**Task description:**
The required result is the number of lines below that hold the word "errors", stated without anything else.

++++++++++++++++++++

PR #93622, opened 2020-08-01
Fix race condition in pluginWatcher

knight42:

**What type of PR is this?**
>
> /kind api-change
> /kind bug
> /kind cleanup
> /kind deprecation
> /kind design
> /kind documentation
> /kind failing-test
> /kind feature

/kind flake

Part of #93605
xref: https://github.com/kubernetes/kubernetes/pull/93605#issuecomment-667316127

I add some logging with the following patch:
<details>

```
diff --git pkg/kubelet/pluginmanager/pluginwatcher/example_plugin.go pkg/kubelet/pluginmanager/pluginwatcher/example_plugin.go
index d0859cc8967..a67a214556e 100644
--- pkg/kubelet/pluginmanager/pluginwatcher/example_plugin.go
+++ pkg/kubelet/pluginmanager/pluginwatcher/example_plugin.go
@@ -29,9 +29,10 @@ import (
 	"k8s.io/klog/v2"
 
 	registerapi "k8s.io/kubelet/pkg/apis/pluginregistration/v1"
+
 	"k8s.io/kubernetes/pkg/kubelet/pluginmanager/cache"
-	v1beta1 "k8s.io/kubernetes/pkg/kubelet/pluginmanager/pluginwatcher/example_plugin_apis/v1beta1"
-	v1beta2 "k8s.io/kubernetes/pkg/kubelet/pluginmanager/pluginwatcher/example_plugin_apis/v1beta2"
+	"k8s.io/kubernetes/pkg/kubelet/pluginmanager/pluginwatcher/example_plugin_apis/v1beta1"
+	"k8s.io/kubernetes/pkg/kubelet/pluginmanager/pluginwatcher/example_plugin_apis/v1beta2"
 )
 
 // examplePlugin is a sample plugin to work with plugin watcher
@@ -96,6 +97,7 @@ func GetPluginInfo(plugin *examplePlugin) cache.PluginInfo {
 
 // GetInfo is the RPC invoked by plugin watcher
 func (e *examplePlugin) GetInfo(ctx context.Context, req *registerapi.InfoRequest) (*registerapi.PluginInfo, error) {
+	klog.Errorf("GetInfo called")
 	return &registerapi.PluginInfo{
 		Type:              e.pluginType,
 		Name:              e.pluginName,
@@ -146,6 +148,7 @@ func (e *examplePlugin) Serve(services ...string) error {
 	go func() {
 		defer e.wg.Done()
 		// Blocking call to accept incoming connections.
+		klog.Infof("listening on socket")
 		if err := e.grpcServer.Serve(lis); err != nil {
 			klog.Errorf("example server stopped serving: %v", err)
 		}
diff --git pkg/kubelet/pluginmanager/pluginwatcher/plugin_watcher.go pkg/kubelet/pluginmanager/pluginwatcher/plugin_watcher.go
index 30177f67bdc..e432d399032 100644
--- pkg/kubelet/pluginmanager/pluginwatcher/plugin_watcher.go
+++ pkg/kubelet/pluginmanager/pluginwatcher/plugin_watcher.go
@@ -49,7 +49,7 @@ func NewWatcher(sockDir string, desiredStateOfWorld cache.DesiredStateOfWorld) *
 
 // Start watches for the creation and deletion of plugin sockets at the path
 func (w *Watcher) Start(stopCh <-chan struct{}) error {
-	klog.V(2).Infof("Plugin Watcher Start at %s", w.path)
+	klog.Infof("Plugin Watcher Start at %s", w.path)
 
 	// Creating the directory to be watched if it doesn't exist yet,
 	// and walks through the directory to discover the existing plugins.
@@ -67,11 +67,13 @@ func (w *Watcher) Start(stopCh <-chan struct{}) error {
 	if err := w.traversePluginDir(w.path); err != nil {
 		klog.Errorf("failed to traverse plugin socket path %q, err: %v", w.path, err)
 	}
+	klog.Infof("list pluginDir")
 
 	go func(fsWatcher *fsnotify.Watcher) {
 		for {
 			select {
 			case event := <-fsWatcher.Events:
+				klog.Infof("receive event: %s", event)
 				//TODO: Handle errors by taking corrective measures
 				if event.Op&fsnotify.Create == fsnotify.Create {
 					err := w.handleCreateEvent(event)
@@ -130,6 +132,7 @@ func (w *Watcher) traversePluginDir(dir string) error {
 				Name: path,
 				Op:   fsnotify.Create,
 			}
+			klog.Infof("add existing socket: %s", path)
 			//TODO: Handle errors by taking corrective measures
 			if err := w.handleCreateEvent(event); err != nil {
 				klog.Errorf("error %v when handling create event: %s", err, event)
```

</details>

and find out that if the test fails, the output would be something like
```
=== RUN   TestPluginRegistration
I0801 11:43:21.268993   74831 example_plugin.go:121] starting example server at: /var/folders/bp/20yxytt90055krc_0hct5qrm0000gn/T/plugin_manager_test025788546/plugin.sock
I0801 11:43:21.269004   74831 plugin_watcher.go:52] Plugin Watcher Start at /var/folders/bp/20yxytt90055krc_0hct5qrm0000gn/T/plugin_manager_test025788546
I0801 11:43:21.269916   74831 example_plugin.go:127] example server started at: /var/folders/bp/20yxytt90055krc_0hct5qrm0000gn/T/plugin_manager_test025788546/plugin.sock
I0801 11:43:21.270146   74831 example_plugin.go:151] listening on socket
I0801 11:43:21.270248   74831 plugin_watcher.go:70] list pluginDir
I0801 11:43:21.270288   74831 plugin_manager.go:114] Starting Kubelet Plugin Manager # <---- stuck here
    TestPluginRegistration: plugin_manager_test.go:107: Timed out waiting for plugin to be added to actual state of world cache.
I0801 11:44:21.783013   74831 plugin_manager.go:119] Shutting down Kubelet Plugin Manager
--- FAIL: TestPluginRegistration (60.51s)
FAIL
exit status 1
FAIL    k8s.io/kubernetes/pkg/kubelet/pluginmanager     60.851s
```

while if the test passes, the output would be sth like
```
=== RUN   TestPluginRegistration
I0801 11:43:18.278273   74796 example_plugin.go:121] starting example server at: /var/folders/bp/20yxytt90055krc_0hct5qrm0000gn/T/plugin_manager_test291123507/plugin.sock
I0801 11:43:18.278302   74796 plugin_watcher.go:52] Plugin Watcher Start at /var/folders/bp/20yxytt90055krc_0hct5qrm0000gn/T/plugin_manager_test291123507
I0801 11:43:18.279166   74796 example_plugin.go:127] example server started at: /var/folders/bp/20yxytt90055krc_0hct5qrm0000gn/T/plugin_manager_test291123507/plugin.sock
I0801 11:43:18.279389   74796 example_plugin.go:151] listening on socket
I0801 11:43:18.279658   74796 plugin_watcher.go:135] add existing socket: /var/folders/bp/20yxytt90055krc_0hct5qrm0000gn/T/plugin_manager_test291123507/plugin.sock
I0801 11:43:18.279708   74796 plugin_watcher.go:70] list pluginDir
I0801 11:43:18.279730   74796 plugin_manager.go:114] Starting Kubelet Plugin Manager
E0801 11:43:18.280703   74796 example_plugin.go:100] GetInfo called
E0801 11:43:18.280951   74796 example_plugin.go:110] Registration is: &RegistrationStatus{PluginRegistered:true,Error:,}
I0801 11:43:18.779723   74796 plugin_manager.go:119] Shutting down Kubelet Plugin Manager
--- PASS: TestPluginRegistration (0.50s)
```

Or

```
=== RUN   TestPluginRegistration
I0801 11:43:13.759376   74763 example_plugin.go:121] starting example server at: /var/folders/bp/20yxytt90055krc_0hct5qrm0000gn/T/plugin_manager_test526537534/plugin.sock
I0801 11:43:13.759538   74763 plugin_watcher.go:52] Plugin Watcher Start at /var/folders/bp/20yxytt90055krc_0hct5qrm0000gn/T/plugin_manager_test526537534
I0801 11:43:13.760092   74763 plugin_watcher.go:70] list pluginDir
I0801 11:43:13.760104   74763 plugin_manager.go:114] Starting Kubelet Plugin Manager
I0801 11:43:13.760137   74763 example_plugin.go:127] example server started at: /var/folders/bp/20yxytt90055krc_0hct5qrm0000gn/T/plugin_manager_test526537534/plugin.sock
I0801 11:43:13.760198   74763 example_plugin.go:151] listening on socket
I0801 11:43:13.760342   74763 plugin_watcher.go:76] receive event: "/var/folders/bp/20yxytt90055krc_0hct5qrm0000gn/T/plugin_manager_test526537534/plugin.sock": CREATE
E0801 11:43:14.761989   74763 example_plugin.go:100] GetInfo called
E0801 11:43:14.762267   74763 example_plugin.go:110] Registration is: &RegistrationStatus{PluginRegistered:true,Error:,}
I0801 11:43:15.764041   74763 plugin_manager.go:119] Shutting down Kubelet Plugin Manager
--- PASS: TestPluginRegistration (2.01s)
```

EDIT:
See also https://github.com/kubernetes/kubernetes/pull/93622#issuecomment-669915496
I think the root cause is more likely to be concurrently creating the socket and adding the plugin dir to `w.fsWatcher` in the test. I guess the execution order might be:

1. The plugin socket has not been created, plugin watcher is traversing the plugin dir, just read dir names but not call `walkFn` yet https://github.com/golang/go/blob/6f08e89ec3280bf6577c2bdb01243cbeeb1a259d/src/path/filepath/path.go#L358-L364, so plugin watcher would not find the socket later
2. The plugin socket is created
3. `walkFn` is invoked and the plugin dir is added to the watcher, so the watcher would not receive any events later.

I decided to watch the socket dir before traversing it.
1. if the socket is created before we watching the dir, then we would find the socket while we are traversing the socket dir
2. if the socket is created after we watching the dir, then we would receive the CREATE event.

----
Please notice when the test fails, the plugin watcher could neither find any sockets in the socket dir nor receive "CREATE" event later. ~~I suspect `fsnotify` is not extremely reliable and might miss events in some cases.~~

~~As a result, I decide to make sure the example plugin server is started before plugin manager, so that the socket always exists when the plugin manager is started. I have run the test 100 times locally after this change, they all pass.~~

```release-note
kubelet: fix race condition in pluginWatcher 
```

```docs

```

### DIFF
--- a/pkg/kubelet/pluginmanager/plugin_manager_test.go
+++ b/pkg/kubelet/pluginmanager/plugin_manager_test.go
@@ -20,6 +20,9 @@ import (
 	"fmt"
 	"io/ioutil"
 	"os"
+	"path/filepath"
+	"reflect"
+	"strconv"
 	"sync"
 	"testing"
 	"time"
@@ -29,6 +32,7 @@ import (
 	"k8s.io/apimachinery/pkg/util/wait"
 	"k8s.io/client-go/tools/record"
 	registerapi "k8s.io/kubelet/pkg/apis/pluginregistration/v1"
+
 	"k8s.io/kubernetes/pkg/kubelet/config"
 	"k8s.io/kubernetes/pkg/kubelet/pluginmanager/pluginwatcher"
 )
@@ -39,25 +43,19 @@ var (
 )
 
 type fakePluginHandler struct {
-	validatePluginCalled   bool
-	registerPluginCalled   bool
-	deregisterPluginCalled bool
+	events []string
 	sync.RWMutex
 }
 
 func newFakePluginHandler() *fakePluginHandler {
-	return &fakePluginHandler{
-		validatePluginCalled:   false,
-		registerPluginCalled:   false,
-		deregisterPluginCalled: false,
-	}
+	return &fakePluginHandler{}
 }
 
 // ValidatePlugin is a fake method
 func (f *fakePluginHandler) ValidatePlugin(pluginName string, endpoint string, versions []string) error {
 	f.Lock()
 	defer f.Unlock()
-	f.validatePluginCalled = true
+	f.events = append(f.events, "validate "+pluginName)
 	return nil
 }
 
@@ -65,7 +63,7 @@ func (f *fakePluginHandler) ValidatePlugin(pluginName string, endpoint string, v
 func (f *fakePluginHandler) RegisterPlugin(pluginName, endpoint string, versions []string) error {
 	f.Lock()
 	defer f.Unlock()
-	f.registerPluginCalled = true
+	f.events = append(f.events, "register "+pluginName)
 	return nil
 }
 
@@ -73,7 +71,13 @@ func (f *fakePluginHandler) RegisterPlugin(pluginName, endpoint string, versions
 func (f *fakePluginHandler) DeRegisterPlugin(pluginName string) {
 	f.Lock()
 	defer f.Unlock()
-	f.deregisterPluginCalled = true
+	f.events = append(f.events, "deregister "+pluginName)
+}
+
+func (f *fakePluginHandler) Reset() {
+	f.Lock()
+	defer f.Unlock()
+	f.events = nil
 }
 
 func init() {
@@ -90,15 +94,17 @@ func cleanup(t *testing.T) {
 	os.MkdirAll(socketDir, 0755)
 }
 
-func waitForRegistration(t *testing.T, fakePluginHandler *fakePluginHandler) {
+func waitForRegistration(t *testing.T, fakePluginHandler *fakePluginHandler, pluginName string) {
+	expected := []string{"validate " + pluginName, "register " + pluginName}
 	err := retryWithExponentialBackOff(
-		time.Duration(500*time.Millisecond),
+		100*time.Millisecond,
 		func() (bool, error) {
 			fakePluginHandler.Lock()
 			defer fakePluginHandler.Unlock()
-			if fakePluginHandler.validatePluginCalled && fakePluginHandler.registerPluginCalled {
+			if reflect.DeepEqual(fakePluginHandler.events, expected) {
 				return true, nil
 			}
+			t.Logf("expected %#v, got %#v, will retry", expected, fakePluginHandler.events)
 			return false, nil
 		},
 	)
@@ -134,19 +140,29 @@ func TestPluginRegistration(t *testing.T) {
 	fakeHandler := newFakePluginHandler()
 	pluginManager.AddHandler(registerapi.DevicePlugin, fakeHandler)
 
-	// Add a new plugin
-	socketPath := fmt.Sprintf("%s/plugin.sock", socketDir)
-	pluginName := "example-plugin"
-	p := pluginwatcher.NewTestExamplePlugin(pluginName, registerapi.DevicePlugin, socketPath, supportedVersions...)
-	require.NoError(t, p.Serve("v1beta1", "v1beta2"))
+	const maxDepth = 3
+	// Make sure the plugin manager is aware of the socket in subdirectories
+	for i := 0; i < maxDepth; i++ {
+		fakeHandler.Reset()
+		pluginDir := socketDir
 
-	// Verify that the plugin is registered
-	waitForRegistration(t, fakeHandler)
+		for j := 0; j < i; j++ {
+			pluginDir = filepath.Join(pluginDir, strconv.Itoa(j))
+		}
+		require.NoError(t, os.MkdirAll(pluginDir, os.ModePerm))
+		socketPath := filepath.Join(pluginDir, fmt.Sprintf("plugin-%d.sock", i))
+
+		// Add a new plugin
+		pluginName := fmt.Sprintf("example-plugin-%d", i)
+		p := pluginwatcher.NewTestExamplePlugin(pluginName, registerapi.DevicePlugin, socketPath, supportedVersions...)
+		require.NoError(t, p.Serve("v1beta1", "v1beta2"))
+
+		// Verify that the plugin is registered
+		waitForRegistration(t, fakeHandler, pluginName)
+	}
 }
 
-func newTestPluginManager(
-	sockDir string) PluginManager {
-
+func newTestPluginManager(sockDir string) PluginManager {
 	pm := NewPluginManager(
 		sockDir,
 		&record.FakeRecorder{},
--- a/pkg/kubelet/pluginmanager/pluginwatcher/plugin_watcher.go
+++ b/pkg/kubelet/pluginmanager/pluginwatcher/plugin_watcher.go
@@ -21,7 +21,6 @@ import (
 	"os"
 	"runtime"
 	"strings"
-	"time"
 
 	"github.com/fsnotify/fsnotify"
 	"k8s.io/klog/v2"
@@ -36,7 +35,6 @@ type Watcher struct {
 	path                string
 	fs                  utilfs.Filesystem
 	fsWatcher           *fsnotify.Watcher
-	stopped             chan struct{}
 	desiredStateOfWorld cache.DesiredStateOfWorld
 }
 
@@ -52,8 +50,6 @@ func NewWatcher(sockDir string, desiredStateOfWorld cache.DesiredStateOfWorld) *
 // Start watches for the creation and deletion of plugin sockets at the path
 func (w *Watcher) Start(stopCh <-chan struct{}) error {
 	klog.V(2).Infof("Plugin Watcher Start at %s", w.path)
-
-	w.stopped = make(chan struct{})
 
 	// Creating the directory to be watched if it doesn't exist yet,
 	// and walks through the directory to discover the existing plugins.
@@ -73,7 +69,6 @@ func (w *Watcher) Start(stopCh <-chan struct{}) error {
 	}
 
 	go func(fsWatcher *fsnotify.Watcher) {
-		defer close(w.stopped)
 		for {
 			select {
 			case event := <-fsWatcher.Events:
@@ -93,14 +88,6 @@ func (w *Watcher) Start(stopCh <-chan struct{}) error {
 				}
 				continue
 			case <-stopCh:
-				// In case of plugin watcher being stopped by plugin manager, stop
-				// probing the creation/deletion of plugin sockets.
-				// Also give all pending go routines a chance to complete
-				select {
-				case <-w.stopped:
-				case <-time.After(11 * time.Second):
-					klog.Errorf("timeout on stopping watcher")
-				}
 				w.fsWatcher.Close()
 				return
 			}
@@ -123,6 +110,12 @@ func (w *Watcher) init() error {
 // Walks through the plugin directory discover any existing plugin sockets.
 // Ignore all errors except root dir not being walkable
 func (w *Watcher) traversePluginDir(dir string) error {
+	// watch the new dir
+	err := w.fsWatcher.Add(dir)
+	if err != nil {
+		return fmt.Errorf("failed to watch %s, err: %v", w.path, err)
+	}
+	// traverse existing children in the dir
 	return w.fs.Walk(dir, func(path string, info os.FileInfo, err error) error {
 		if err != nil {
 			if path == dir {
@@ -130,6 +123,11 @@ func (w *Watcher) traversePluginDir(dir string) error {
 			}
 
 			klog.Errorf("error accessing path: %s error: %v", path, err)
+			return nil
+		}
+
+		// do not call fsWatcher.Add twice on the root dir to avoid potential problems.
+		if path == dir {
 			return nil
 		}
 


pkg/kubelet/pluginmanager/pluginwatcher/plugin_watcher.go
```diff
@@ -93,14 +88,6 @@ func (w *Watcher) Start(stopCh <-chan struct{}) error {
 				}
 				continue
 			case <-stopCh:
-				// In case of plugin watcher being stopped by plugin manager, stop
-				// probing the creation/deletion of plugin sockets.
-				// Also give all pending go routines a chance to complete
-				select {
-				case <-w.stopped:
```
knight42, line 100: `w.stopped` would only be closed in line # 76, but it won't be closed as # 76 is defer-ed. 

I am not sure what the original purpose of `w.stopped` is, but it seems to be useless now.

liggitt: I agree the stopped channel use was weird, so the `<-w.stopped` case would never have fired. That means the 11 second timeout would always have been hit.

This PR is removing that timeout, meaning the fsWatcher is closing immediately with no timeout. Is that correct? Does that cut off FS events we wanted to see/handle?

knight42: I am not quite confident, but since the `stopCh` is closed, I think the plugin manager which starts the watcher expects the watcher to exit regardless of any further events.

pkg/kubelet/pluginmanager/plugin_manager_test.go
```diff
@@ -125,8 +126,12 @@ func TestPluginRegistration(t *testing.T) {
 	// Start the plugin manager
 	stopChan := make(chan struct{})
 	defer close(stopChan)
+
+	pluginServing := make(chan struct{})
+
 	go func() {
 		sourcesReady := config.NewSourcesReady(func(_ sets.String) bool { return true })
+		<-pluginServing
 		pluginManager.Run(sourcesReady, stopChan)
```
liggitt, line 135: how is this different than simply moving this goroutine after the p.Serve call?

pkg/kubelet/pluginmanager/pluginwatcher/plugin_watcher.go
liggitt: Yeah, I think you're right. Would like an ack from a sig-node reviewer

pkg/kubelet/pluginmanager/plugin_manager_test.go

++++++++++++++++++++

**Task answer:**
3